# Problem description
Provide only the number of lines in the records where "self" appears.
□ □ □ □ □ □ □
PR #224, opened 2023-08-24
feat: add feature-flagged 'flox list' command

zmitchell:
## Proposed Changes

This PR essentially adds the tests from `feature/env2/list` and gives the thumbs up to the feature-flagged `flox list` implementation from #202.

## Current Behavior

No change

## Checks

- [x] All tests pass.

## Release Notes

N/A

### DIFF
--- a/crates/flox-rust-sdk/src/models/environment.rs
+++ b/crates/flox-rust-sdk/src/models/environment.rs
@@ -295,6 +295,8 @@ where
             .await
             .map_err(EnvironmentError2::EvalCatalog)?;
 
+        std::fs::write(self.path.join("catalog.json"), catalog_value.to_string())
+            .map_err(EnvironmentError2::WriteCatalog)?;
         serde_json::from_value(catalog_value).map_err(EnvironmentError2::ParseCatalog)
     }
 
@@ -520,6 +522,8 @@ pub enum EnvironmentError2 {
     EvalCatalog(NixCommandLineRunJsonError),
     #[error("ParseCatalog({0})")]
     ParseCatalog(serde_json::Error),
+    #[error("WriteCatalog({0})")]
+    WriteCatalog(std::io::Error),
     #[error("Build({0})")]
     Build(NixCommandLineRunError),
     #[error("ReadManifest({0})")]
--- a/crates/flox-rust-sdk/src/models/environment.rs
+++ b/crates/flox-rust-sdk/src/models/environment.rs
@@ -295,7 +295,7 @@ where
             .await
             .map_err(EnvironmentError2::EvalCatalog)?;
 
-        std::fs::write(self.path.join("catalog.json"), catalog_value.to_string())
+        std::fs::write(self.catalog_path(), catalog_value.to_string())
             .map_err(EnvironmentError2::WriteCatalog)?;
         serde_json::from_value(catalog_value).map_err(EnvironmentError2::ParseCatalog)
     }
@@ -383,6 +383,11 @@ impl<S: TransactionState> PathEnvironment<S> {
     /// Path to the environment definition file
     pub fn manifest_path(&self) -> PathBuf {
         self.path.join("pkgs").join("default").join("flox.nix")
+    }
+
+    /// Path to the environment's catalog
+    fn catalog_path(&self) -> PathBuf {
+        self.path.join("pkgs").join("default").join(CATALOG_JSON)
     }
 }
 
--- a/crates/flox/src/commands/environment.rs
+++ b/crates/flox/src/commands/environment.rs
@@ -280,7 +280,6 @@ impl List {
             .context("Could not get catalog")?;
         // let installed_store_paths = env.installed_store_paths(&flox).await?;
 
-        println!("Packages in {}:", env.environment_ref());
□ □ □ □ □ □ □
# Task result
7